## Recorded information
»»

PR #625, opened 2022-06-24
Rename At24csw080 -> At24Csw080, implement Validate

arjenroodselaar:
The `at24csw080` type breaks some of the I2C auto-generated code since that expects the type to be `At24Csw080`. With this driver not really in use yet renaming seems like the lowest friction path. In addition the `Validate` trait is implemented so this can be used to test presence.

««

## About this exercise
Which lines above include "Validate"? Show each of them by copying it.

## Result
Rename At24csw080 -> At24Csw080, implement Validate
The `at24csw080` type breaks some of the I2C auto-generated code since that expects the type to be `At24Csw080`. With this driver not really in use yet renaming seems like the lowest friction path. In addition the `Validate` trait is implemented so this can be used to test presence.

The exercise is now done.